- _Task directions_:
Search the data for the string "every" and copy each line where it turns up.

(Study material Opens)

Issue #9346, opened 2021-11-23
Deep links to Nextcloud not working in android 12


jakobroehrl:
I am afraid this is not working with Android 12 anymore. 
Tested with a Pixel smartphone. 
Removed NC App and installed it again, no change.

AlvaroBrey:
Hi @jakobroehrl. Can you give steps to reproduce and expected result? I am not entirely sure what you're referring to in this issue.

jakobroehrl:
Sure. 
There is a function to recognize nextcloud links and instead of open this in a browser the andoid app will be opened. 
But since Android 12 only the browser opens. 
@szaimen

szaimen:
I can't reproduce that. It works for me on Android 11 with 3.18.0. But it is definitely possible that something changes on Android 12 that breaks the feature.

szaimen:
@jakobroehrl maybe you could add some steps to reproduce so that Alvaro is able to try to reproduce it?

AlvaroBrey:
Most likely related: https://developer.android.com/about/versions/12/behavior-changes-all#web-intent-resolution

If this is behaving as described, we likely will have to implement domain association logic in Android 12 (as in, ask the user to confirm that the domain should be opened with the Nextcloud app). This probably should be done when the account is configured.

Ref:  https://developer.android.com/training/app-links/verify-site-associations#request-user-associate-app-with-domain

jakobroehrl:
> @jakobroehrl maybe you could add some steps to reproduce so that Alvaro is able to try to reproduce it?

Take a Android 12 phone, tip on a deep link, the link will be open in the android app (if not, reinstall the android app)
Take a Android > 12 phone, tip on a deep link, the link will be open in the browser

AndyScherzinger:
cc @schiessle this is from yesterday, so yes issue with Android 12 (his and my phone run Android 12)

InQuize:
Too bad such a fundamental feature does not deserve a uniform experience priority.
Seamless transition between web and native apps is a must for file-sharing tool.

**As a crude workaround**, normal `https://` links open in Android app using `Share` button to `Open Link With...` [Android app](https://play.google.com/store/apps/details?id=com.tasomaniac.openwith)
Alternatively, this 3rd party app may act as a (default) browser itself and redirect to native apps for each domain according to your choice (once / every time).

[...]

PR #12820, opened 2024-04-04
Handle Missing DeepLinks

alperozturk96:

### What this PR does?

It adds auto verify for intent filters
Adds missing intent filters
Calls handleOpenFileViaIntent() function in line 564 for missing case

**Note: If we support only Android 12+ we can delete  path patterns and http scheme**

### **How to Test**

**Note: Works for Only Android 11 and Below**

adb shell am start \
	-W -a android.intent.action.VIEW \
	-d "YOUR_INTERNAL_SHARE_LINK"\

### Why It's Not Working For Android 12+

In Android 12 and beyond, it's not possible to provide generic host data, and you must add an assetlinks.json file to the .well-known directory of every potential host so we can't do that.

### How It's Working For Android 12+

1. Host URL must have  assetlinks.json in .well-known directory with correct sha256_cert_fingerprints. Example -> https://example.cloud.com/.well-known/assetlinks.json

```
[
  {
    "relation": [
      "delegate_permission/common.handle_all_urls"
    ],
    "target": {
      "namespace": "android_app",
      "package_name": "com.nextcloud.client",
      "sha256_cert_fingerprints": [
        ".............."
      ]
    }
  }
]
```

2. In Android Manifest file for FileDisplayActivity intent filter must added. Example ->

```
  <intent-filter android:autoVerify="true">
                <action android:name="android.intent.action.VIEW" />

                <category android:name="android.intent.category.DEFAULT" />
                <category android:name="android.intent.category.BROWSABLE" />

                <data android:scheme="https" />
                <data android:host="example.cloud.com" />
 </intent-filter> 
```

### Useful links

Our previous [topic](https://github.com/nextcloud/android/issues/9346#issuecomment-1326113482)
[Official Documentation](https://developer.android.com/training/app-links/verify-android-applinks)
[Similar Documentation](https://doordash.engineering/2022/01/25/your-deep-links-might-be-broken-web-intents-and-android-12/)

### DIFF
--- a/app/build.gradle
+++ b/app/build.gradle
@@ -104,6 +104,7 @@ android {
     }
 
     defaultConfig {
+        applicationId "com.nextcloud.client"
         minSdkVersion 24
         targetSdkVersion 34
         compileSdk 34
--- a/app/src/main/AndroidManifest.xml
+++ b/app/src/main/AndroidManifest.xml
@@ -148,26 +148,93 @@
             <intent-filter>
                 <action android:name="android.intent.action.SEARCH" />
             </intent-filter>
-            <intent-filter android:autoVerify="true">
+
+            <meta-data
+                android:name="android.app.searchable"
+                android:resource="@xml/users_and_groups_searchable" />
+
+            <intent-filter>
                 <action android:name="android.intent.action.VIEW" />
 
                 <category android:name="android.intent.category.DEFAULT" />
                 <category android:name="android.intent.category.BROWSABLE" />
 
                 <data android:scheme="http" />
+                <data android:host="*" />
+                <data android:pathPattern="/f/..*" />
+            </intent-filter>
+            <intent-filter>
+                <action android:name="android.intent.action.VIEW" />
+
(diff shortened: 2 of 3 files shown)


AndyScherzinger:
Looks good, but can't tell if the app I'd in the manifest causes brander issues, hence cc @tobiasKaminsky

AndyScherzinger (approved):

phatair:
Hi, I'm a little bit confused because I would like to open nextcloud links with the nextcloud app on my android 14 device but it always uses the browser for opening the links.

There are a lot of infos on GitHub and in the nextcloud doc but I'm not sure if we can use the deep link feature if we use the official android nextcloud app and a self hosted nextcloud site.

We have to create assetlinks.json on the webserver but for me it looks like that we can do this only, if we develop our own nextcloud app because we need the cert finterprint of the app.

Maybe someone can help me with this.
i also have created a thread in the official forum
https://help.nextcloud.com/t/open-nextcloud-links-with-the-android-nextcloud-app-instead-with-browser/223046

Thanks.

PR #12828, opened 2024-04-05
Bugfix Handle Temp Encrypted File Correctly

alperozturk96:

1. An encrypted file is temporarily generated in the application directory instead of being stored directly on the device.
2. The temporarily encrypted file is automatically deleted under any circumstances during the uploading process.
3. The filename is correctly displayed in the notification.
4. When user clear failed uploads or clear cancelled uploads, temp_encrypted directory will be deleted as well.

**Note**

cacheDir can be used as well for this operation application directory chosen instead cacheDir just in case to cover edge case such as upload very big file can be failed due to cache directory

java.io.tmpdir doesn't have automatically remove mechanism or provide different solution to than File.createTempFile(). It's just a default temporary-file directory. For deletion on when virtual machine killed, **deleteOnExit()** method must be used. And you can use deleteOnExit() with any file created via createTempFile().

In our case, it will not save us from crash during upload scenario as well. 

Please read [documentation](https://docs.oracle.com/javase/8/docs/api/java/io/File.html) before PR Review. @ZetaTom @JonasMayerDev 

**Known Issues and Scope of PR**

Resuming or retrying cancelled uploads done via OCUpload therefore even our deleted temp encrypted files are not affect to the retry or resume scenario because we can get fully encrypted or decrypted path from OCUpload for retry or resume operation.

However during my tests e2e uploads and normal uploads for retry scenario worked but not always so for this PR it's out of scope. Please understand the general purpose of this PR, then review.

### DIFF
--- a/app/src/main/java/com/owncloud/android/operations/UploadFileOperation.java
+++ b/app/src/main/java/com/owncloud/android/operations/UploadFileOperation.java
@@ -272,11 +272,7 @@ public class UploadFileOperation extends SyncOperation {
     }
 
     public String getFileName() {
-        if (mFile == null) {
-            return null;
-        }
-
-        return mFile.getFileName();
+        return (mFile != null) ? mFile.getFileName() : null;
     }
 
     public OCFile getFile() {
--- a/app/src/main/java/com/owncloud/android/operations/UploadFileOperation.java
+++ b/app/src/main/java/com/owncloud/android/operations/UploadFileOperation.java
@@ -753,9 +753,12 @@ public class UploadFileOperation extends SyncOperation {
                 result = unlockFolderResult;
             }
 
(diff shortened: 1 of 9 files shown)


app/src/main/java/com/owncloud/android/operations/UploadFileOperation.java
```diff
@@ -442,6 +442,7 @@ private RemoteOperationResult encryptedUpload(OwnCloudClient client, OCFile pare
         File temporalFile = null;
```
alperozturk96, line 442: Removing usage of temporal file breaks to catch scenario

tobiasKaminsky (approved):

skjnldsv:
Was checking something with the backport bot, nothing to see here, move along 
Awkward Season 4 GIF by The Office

(Study material Closes)

- _Exercise answer_:
Alternatively, this 3rd party app may act as a (default) browser itself and redirect to native apps for each domain according to your choice (once / every time).
In Android 12 and beyond, it's not possible to provide generic host data, and you must add an assetlinks.json file to the .well-known directory of every potential host so we can't do that.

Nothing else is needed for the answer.